◆ PROBLEM DESCRIPTION ◆
For every line in the records that has the word "review", make a copy.

EXTRACTED DATA: Begin

PR #655, opened 2022-10-05
Support for INTERVAL inside window frames

### LINKED ISSUE #631: Support "date" and "timestamp" inside window frame RANGE Queries
# Support INTERVAL in window RANGE Queries

Currently, we do not support the queries taking `date` or `timestamp` for range inside window frames. Following query

```sql
SELECT 
COUNT(*) OVER (ORDER BY ts RANGE BETWEEN  '1 DAY' PRECEDING AND '1 DAY' FOLLOWING) 
FROM t;
```

produces the error below: 

```sql
ParserError("Expected literal int, found: INTERVAL")
```

Relevant section in the code, where window frame bounds are parsed can be found here.

[sqlparser-rs/parser.rs at 6afd194e947cfd800376f424ff7c300ee385cd9e · sqlparser-rs/sqlparser-rs](https://github.com/sqlparser-rs/sqlparser-rs/blob/6afd194e947cfd800376f424ff7c300ee385cd9e/src/parser.rs#L679)

mustafasrepo:
# Support for INTERVAL Inside Window Frames

****Which issue does this PR close?****
Closes #631 by adding `INTERVAL` support inside window frames. Now we can parse queries such as

```sql
SELECT 
COUNT(*) OVER (ORDER BY ts RANGE BETWEEN  INTERVAL '1 DAY' PRECEDING AND INTERVAL '1 DAY' FOLLOWING) 
FROM t;
```

****Rationale for this change****

[Datafusion](https://github.com/synnada-ai/arrow-datafusion) now supports window frame queries with [PR #3570](https://github.com/apache/arrow-datafusion/pull/3570).  However, since window frame bound only emits `u64` values, we cannot run queries like the one above in Datafusion. If this PR merges, after some minor changes we would be able to run `RANGE` queries involving `INTERVAL` in Datafusion. The roadmap of Datafusion includes a [plan](https://github.com/apache/arrow-datafusion/issues/3571) to support different types for `WindowFrameBound`.

### DIFF
--- a/src/ast/mod.rs
+++ b/src/ast/mod.rs
@@ -880,9 +880,9 @@ pub enum WindowFrameBound {
     /// `CURRENT ROW`
     CurrentRow,
     /// `<N> PRECEDING` or `UNBOUNDED PRECEDING`
-    Preceding(Option<RangeBounds>),
+    Preceding(Option<Box<Expr>>),
     /// `<N> FOLLOWING` or `UNBOUNDED FOLLOWING`.
-    Following(Option<RangeBounds>),
+    Following(Option<Box<Expr>>),
 }
 
 impl fmt::Display for WindowFrameBound {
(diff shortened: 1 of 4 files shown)


src/ast/mod.rs
```diff
@@ -880,9 +880,9 @@ pub enum WindowFrameBound {
     /// `CURRENT ROW`
     CurrentRow,
     /// `<N> PRECEDING` or `UNBOUNDED PRECEDING`
-    Preceding(Option<u64>),
+    Preceding(Option<RangeBounds>),
```
alamb, line 883: It seems like this in general can be any Expression (not just a Number of Interval): 

https://www.postgresql.org/docs/current/sql-expressions.html

> In the offset PRECEDING and offset FOLLOWING frame options, the offset must be an expression not containing any variables, aggregate functions, or window functions. The meaning of the offset depends on the frame mode:

What do you think about just parsing it as an Expression rather than special casing Number / Interval?

alamb:
Thank you @mustafasrepo  for the contribution

ozankabak:
Hi Andrew! The SQL:2016 reference seems to expect [an unsigned literal](https://jakewheat.github.io/sql-overview/sql-2016-foundation-grammar.html#unsigned-value-specification), that's why we opted for this. But you are right, PostgreSQL seems to allow expressions -- it only requires such expressions to evaluate to appropriate unsigned values. We can certainly follow the latter approach, but doing that will require both sqlparser and datafusion to accommodate that logic.

It seems to me a good approach could be two-tiered: We can implement the unsigned-value-only design first (both here and in datafusion), and then subsequently work towards PSQL compatibility. What do you think?

alamb:
> It seems to me a good approach could be two-tiered: We can implement the unsigned-value-only design first (both here and in datafusion), and then subsequently work towards PSQL compatibility. What do you think?

That is fine with me -- I was thinking that using a general Expr in the parser at first would actually make the process easier overall -- the parser / parsed structs would be simpler and DataFusion would have to special case what types it handled. Then over time datafusion could be extended to handle more and more types, but the parser wouldn't need to be changed again

mustafasrepo:
Hi Andrew, we have changed the implementation as you suggested. It improves readability and decreases the changes required. Thanks for the suggestion. In this PR  https://github.com/synnada-ai/arrow-datafusion/pull/6 you can see the corresponding datafusion change as POC implementation to support non-u64 queries inside window frames.

alamb (approved):
Love it -- thank you @mustafasrepo

PR #662, opened 2022-10-08
Parse ARRAY_AGG for Bigquery and Snowflake

SuperBo:
There are subtle differences of ARRAY_AGG in SQL dialects:

1. https://jakewheat.github.io/sql-overview/sql-2016-foundation-grammar.html#array-aggregate-function
2. https://docs.snowflake.com/en/sql-reference/functions/array_agg.html
3. https://cloud.google.com/bigquery/docs/reference/standard-sql/aggregate_functions
4. https://www.postgresqltutorial.com/postgresql-aggregate-functions/postgresql-array_agg/

This the very first attempt to support correct ARRAY_AGG function while parsing BigQuery and snowflake.

### DIFF
--- a/src/ast/mod.rs
+++ b/src/ast/mod.rs
@@ -416,6 +416,8 @@ pub enum Expr {
     ArraySubquery(Box<Query>),
     /// The `LISTAGG` function `SELECT LISTAGG(...) WITHIN GROUP (ORDER BY ...)`
     ListAgg(ListAgg),
+    /// The `ARRAY_AGG` function `SELECT ARRAY_AGG(... ORDER BY ...)`
+    ArrayAgg(ArrayAgg),
     /// The `GROUPING SETS` expr.
     GroupingSets(Vec<Vec<Expr>>),
     /// The `CUBE` expr.
@@ -655,6 +657,7 @@ impl fmt::Display for Expr {
             Expr::Subquery(s) => write!(f, "({})", s),
             Expr::ArraySubquery(s) => write!(f, "ARRAY({})", s),
             Expr::ListAgg(listagg) => write!(f, "{}", listagg),
+            Expr::ArrayAgg(arrayagg) => write!(f, "{}", arrayagg),
             Expr::GroupingSets(sets) => {
                 write!(f, "GROUPING SETS (")?;
                 let mut sep = "";
@@ -3033,6 +3036,45 @@ impl fmt::Display for ListAggOnOverflow {
                 write!(f, " COUNT")
             }
         }
+    }
+}
+
+/// An `ARRAY_AGG` invocation `ARRAY_AGG( [ DISTINCT ] <expr> [ORDER BY <expr>] [LIMIT <n>] )`
+/// Or `ARRAY_AGG( [ DISTINCT ] <expr> ) [ WITHIN GROUP ( ORDER BY <expr> ) ]`
+/// ORDER BY position is defined differently for BigQuery, Postgres and Snowflake.
+#[derive(Debug, Clone, PartialEq, Eq, Hash)]
+#[cfg_attr(feature = "serde", derive(Serialize, Deserialize))]
+pub struct ArrayAgg {
+    pub distinct: bool,
+    pub expr: Box<Expr>,
+    pub order_by: Option<Box<OrderByExpr>>,
+    pub limit: Option<Box<Expr>>,
+    pub within_group: bool, // order by is used inside a within group or not
+}
+
+impl fmt::Display for ArrayAgg {
+    fn fmt(&self, f: &mut fmt::Formatter) -> fmt::Result {
+        write!(
+            f,
+            "ARRAY_AGG({}{}",
+            if self.distinct { "DISTINCT " } else { "" },
+            self.expr
+        )?;
+        if !self.within_group {
+            if let Some(order_by) = &self.order_by {
+                write!(f, " ORDER BY {}", order_by)?;
+            }
+            if let Some(limit) = &self.limit {
+                write!(f, " LIMIT {}", limit)?;
+            }
+        }
+        write!(f, ")")?;
+        if self.within_group {
+            if let Some(order_by) = &self.order_by {
+                write!(f, " WITHIN GROUP (ORDER BY {})", order_by)?;
+            }
+        }
+        Ok(())
     }
 }
 
--- a/src/dialect/mod.rs
+++ b/src/dialect/mod.rs
@@ -71,6 +71,12 @@ pub trait Dialect: Debug + Any {
     fn supports_filter_during_aggregation(&self) -> bool {
         false
     }
+    /// Returns true if the dialect supports ARRAY_AGG() [WITHIN GROUP (ORDER BY)] expressions.
+    /// Otherwise, the dialect should expect an `ORDER BY` without the `WITHIN GROUP` clause, e.g. `ANSI` [(1)].
+    /// [(1)]: https://jakewheat.github.io/sql-overview/sql-2016-foundation-grammar.html#array-aggregate-function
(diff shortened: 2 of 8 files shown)


alamb:
@AugustoFKL  do you have time to review this PR?

AugustoFKL:
@SuperBo please fix the linter warnings

src/ast/mod.rs
```diff
@@ -2844,6 +2847,41 @@ impl fmt::Display for ListAggOnOverflow {
...
+/// An `ARRAY_AGG` invocation `ARRAY_AGG( [ DISTINCT ] <expr> [ORDER BY <expr>] [LIMIT <n>] )
+/// [ WITHIN GROUP (ORDER BY <within_group>  ]`
+/// ORDERY BY position is defined differently for BigQuery, Postgres and Snowflake
+#[derive(Debug, Clone, PartialEq, Eq, Hash)]
+#[cfg_attr(feature = "serde", derive(Serialize, Deserialize))]
+pub struct ArrayAgg {
+    pub distinct: bool,
+    pub expr: Box<Expr>,
+    pub order_by: Option<Box<OrderByExpr>>,
+    pub limit: Option<Box<Expr>>,
```
AugustoFKL, line 2859: @SuperBo any reason why you did the implementation for all dialects the same time?

You didn't complete none, but added parts of different ones. Got me a little confused

src/ast/mod.rs
```diff
@@ -2844,6 +2847,41 @@ impl fmt::Display for ListAggOnOverflow {
     }
 }
 
+/// An `ARRAY_AGG` invocation `ARRAY_AGG( [ DISTINCT ] <expr> [ORDER BY <expr>] [LIMIT <n>] )
+/// [ WITHIN GROUP (ORDER BY <within_group>  ]`
+/// ORDERY BY position is defined differently for BigQuery, Postgres and Snowflake
```
AugustoFKL, line 2852:
```suggestion
/// ORDER BY position is defined differently for BigQuery, Postgres and Snowflake.
```

src/ast/mod.rs
```diff
@@ -2844,6 +2847,41 @@ impl fmt::Display for ListAggOnOverflow {
...
+#[derive(Debug, Clone, PartialEq, Eq, Hash)]
+#[cfg_attr(feature = "serde", derive(Serialize, Deserialize))]
+pub struct ArrayAgg {
+    pub distinct: bool,
+    pub expr: Box<Expr>,
+    pub order_by: Option<Box<OrderByExpr>>,
+    pub limit: Option<Box<Expr>>,
+    pub within_group: Option<Box<OrderByExpr>>,
```
AugustoFKL, line 2860: To be honest I'm not quite sure whether is good or not the usage of the order by inside the within group.

Considering the little difference, can't you just have a flag like `within_group` to identify if the order by is used inside a within group or not?

I couldn't find a situation where both are possible. Having both there make it possible to invalid (theoretically impossible) states to be built, which can be avoided in this case.

src/dialect/mod.rs
```diff
@@ -71,6 +71,10 @@ pub trait Dialect: Debug + Any {
     fn supports_filter_during_aggregation(&self) -> bool {
         false
     }
+    /// Does the dialect supports ARRAY_AGG() [WITHIN GROUP (ORDER BY)] or ARRAY_AGG([ORDER BY])
+    fn supports_within_after_array_aggregation(&self) -> bool {
```
AugustoFKL, line 75: The comment is confusing.

The comment make it sounds like if any of both is valid, it will return true.

Could be something like

```rust
/// Returns true if the dialect supports ARRAY_AGG() [WITHIN GROUP (ORDER BY)] expressions.
///
/// Otherwise, the dialect should expect an `ORDER BY` without the `WITHIN GROUP` clause, e.g. `ANSI` [(1)].
/// [(1)]: https://jakewheat.github.io/sql-overview/sql-2016-foundation-grammar.html#array-aggregate-function
```

Having the function here is not my usual approach, as it will require maintenance over other dialects individually, but I don't think it's wrong.

AugustoFKL: Also, @SuperBo, one thing:
- Generic dialect should be the most permissive one so, if you actually can have both structures in a query, generic dialect should allow both. But considering my previous comment, I'd allow the most common one, maybe?

@alamb what do you think? This is a divergence from dialects. I'd go for the one with more dialects, so the generic is as generic as possible.

tests/sqlparser_snowflake.rs
```diff
@@ -143,6 +143,26 @@ fn test_single_table_in_parenthesis_with_alias() {
     );
 }
 
+#[test]
+fn test_array_agg_func() {
+    for (sql, canonical) in [
```
AugustoFKL, line 148: @SuperBo the only difference between both is the case, right?

I'd use the `verified_stmt` instead of `one_statement_parses_to` using the same case. You're not testing the case structure, but the ARRAY_AGG parsing. There's no need to have a proof on that.

tests/sqlparser_common.rs
```diff
@@ -1899,6 +1901,36 @@ fn parse_listagg() {
...
+            Box::new(PostgreSqlDialect {}),
+            Box::new(MsSqlDialect {}),
+            Box::new(AnsiDialect {}),
+            Box::new(HiveDialect {}),
+        ]
+    };
+
+    for (sql, canonical) in [
+        (
+            "select array_agg(x order by x) as a from T",
```
AugustoFKL, line 1918: Same as last comment. Please use verified_stmt.

src/parser.rs
```diff
@@ -1067,6 +1068,57 @@ impl<'a> Parser<'a> {
         }))
     }
 
+    pub fn parse_array_agg_expr(&mut self) -> Result<Expr, ParserError> {
+        self.expect_token(&Token::LParen)?;
+        let distinct = self.parse_all_or_distinct()?;
```
AugustoFKL, line 1073: `parse_all_or_distinct` will accept `ALL`, which isn't accepted by Snowflake and BigQuery, although it is by PostgreSQL [(3)].

I'd suggest you to add support for `ALL`, or adjust the structure to sinalize an `ALL`. Having this generates undesired permissiveness.

[1] : https://docs.snowflake.com/en/sql-reference/functions/array_agg.html
[2] : https://cloud.google.com/bigquery/docs/reference/standard-sql/aggregate_functions#array_agg
[3] : https://www.postgresql.org/docs/9.5/sql-expressions.html#SYNTAX-AGGREGATES

AugustoFKL (changes requested):

src/ast/mod.rs
SuperBo: I agree to your comment. In the beginning, I want to keep it like this for the purpose of easier to rewrite. But this can leads to invalid state. Will work on this.

src/dialect/mod.rs
SuperBo: I think you are right, the ANSI one should be default option.

src/ast/mod.rs
SuperBo: change in latest commit

tests/sqlparser_snowflake.rs
SuperBo: Fixed

src/dialect/mod.rs
SuperBo: @AugustoFKL, are we good to go with this or should we change to more generics behavior?

src/ast/mod.rs
SuperBo: I changed this. You can review again

AugustoFKL (approved):
LGTM

@alamb ready for your eyes 👀

alamb (approved):
Looks good to me -- thank you @SuperBo  and @AugustoFKL

PR #663, opened 2022-10-09
Add support for unit for character string types

AugustoFKL:
Add support for optional `OCTETS` and `CHARACTERS` after the precision. I haven't seen that syntax for any big dialects that I remember but, since ANSI supports it ([1](https://jakewheat.github.io/sql-overview/sql-2016-foundation-grammar.html#character-string-type)), I wanted to add the possible syntax.

@alamb ready for review :)

[1] : https://jakewheat.github.io/sql-overview/sql-2016-foundation-grammar.html#character-string-type
Related to: https://github.com/sqlparser-rs/sqlparser-rs/issues/661


alamb (approved):
Makes sense to me -- thank you @AugustoFKL

PR #664, opened 2022-10-09
Replace the two booleans from 'SET ROLE' with a single enum `ContextModifier`

AugustoFKL:
This way, we don't rely on the parser to have valid structures for that statement, as the structure itself is valid.

Postgresql doesn't allow both to be present ([1](https://www.postgresql.org/docs/current/sql-set-role.html)), so there's no meaning in having a structure that allows both. Also, ANSI ([2](https://jakewheat.github.io/sql-overview/sql-2016-foundation-grammar.html#set-role-statement)) and a lot of other dialects support that command, so having the comment PostgreSQL specific doesn't make sense.

@alamb This is ready for review. Also, do you know why the coverage is so weird? Like, a lot of enum matches is not covered, even though their interior is

[1] : https://www.postgresql.org/docs/current/sql-set-role.html
[2] : https://jakewheat.github.io/sql-overview/sql-2016-foundation-grammar.html#set-role-statement

### DIFF
--- a/src/ast/mod.rs
+++ b/src/ast/mod.rs
@@ -11,13 +11,6 @@
 // limitations under the License.
 
 //! SQL Abstract Syntax Tree (AST) types
-mod data_type;
-mod ddl;
-pub mod helpers;
-mod operator;
-mod query;
-mod value;
-
 #[cfg(not(feature = "std"))]
 use alloc::{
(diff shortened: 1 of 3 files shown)


alamb (approved):
Makes sense to me -- thank you @AugustoFKL

PR #665, opened 2022-10-10
Adding MySQL table option {INDEX | KEY} to the CREATE TABLE,  restrict to MySql and generic dialects

AugustoFKL:
Breaking changes:
- Now HASH and BTREE are KEYWORDS, and using them as names can result in errors.
- Now 'KEY' and 'INDEX' column names start the parsing of a table constraint if unquoted for the Generic dialect. This results in possible conflicts if canonical results are compared for all dialects if a column is named 'key' without quotes.

Theoretically, the behavior should be the same as CREATE INDEX, but we cannot make that assumption, so the parse is (almost) identical to the input. MySQL seems to be the only one to support this syntax. ([1](https://dev.mysql.com/doc/refman/8.0/en/create-table.html))

Now we can support statements like:

```sql
CREATE TABLE (id INT, INDEX (id));

CREATE TABLE (id INT, KEY index_name USING BTREE (id))
```

The supported syntax implemented here is:
```
CREATE TABLE (..., {KEY | INDEX} [index_name] [USING {BTREE | HASH}] (<key_part>, ...))

<index_name>: Single identifier
<key_part>: Single identifier
```

[1] : https://dev.mysql.com/doc/refman/8.0/en/create-table.html


src/ast/ddl.rs
```diff
@@ -247,6 +247,24 @@ pub enum TableConstraint {
...
         expr: Box<Expr>,
     },
+    /// MySQLs [index definition][1] for index creation. Not present on ANSI so, for now, the usage
+    /// is restricted to MySQL, as no other dialects that support this syntax were found.
+    ///
+    /// `{INDEX | KEY} [index_name] [index_type] (key_part,...) [index_option]...`
+    ///
+    /// [1]: https://dev.mysql.com/doc/refman/8.0/en/create-table.html
+    Index {
+        /// Whether this index starts with KEY (true) or INDEX (false), to maintain the same syntax.
```
alamb, line 257: 👍

alamb (approved):
Thank you @AugustoFKL

PR #667, opened 2022-10-11
insert: do not always detect parens after table name as projection

mobuchowski:
Before this PR, query

```
INSERT INTO s.table_a (SELECT col1, col2 FROM s_two.table_x WHERE condition IS TRUE AND condition_2 IS FALSE GROUP BY col2, col1)
```

fails because parser always assumes that left paren starts a projection list.

### DIFF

EXTRACTED DATA: End

◆ SOLVED PROBLEM ◆
@AugustoFKL  do you have time to review this PR?
SuperBo: I changed this. You can review again
@alamb ready for review :)
@alamb This is ready for review. Also, do you know why the coverage is so weird? Like, a lot of enum matches is not covered, even though their interior is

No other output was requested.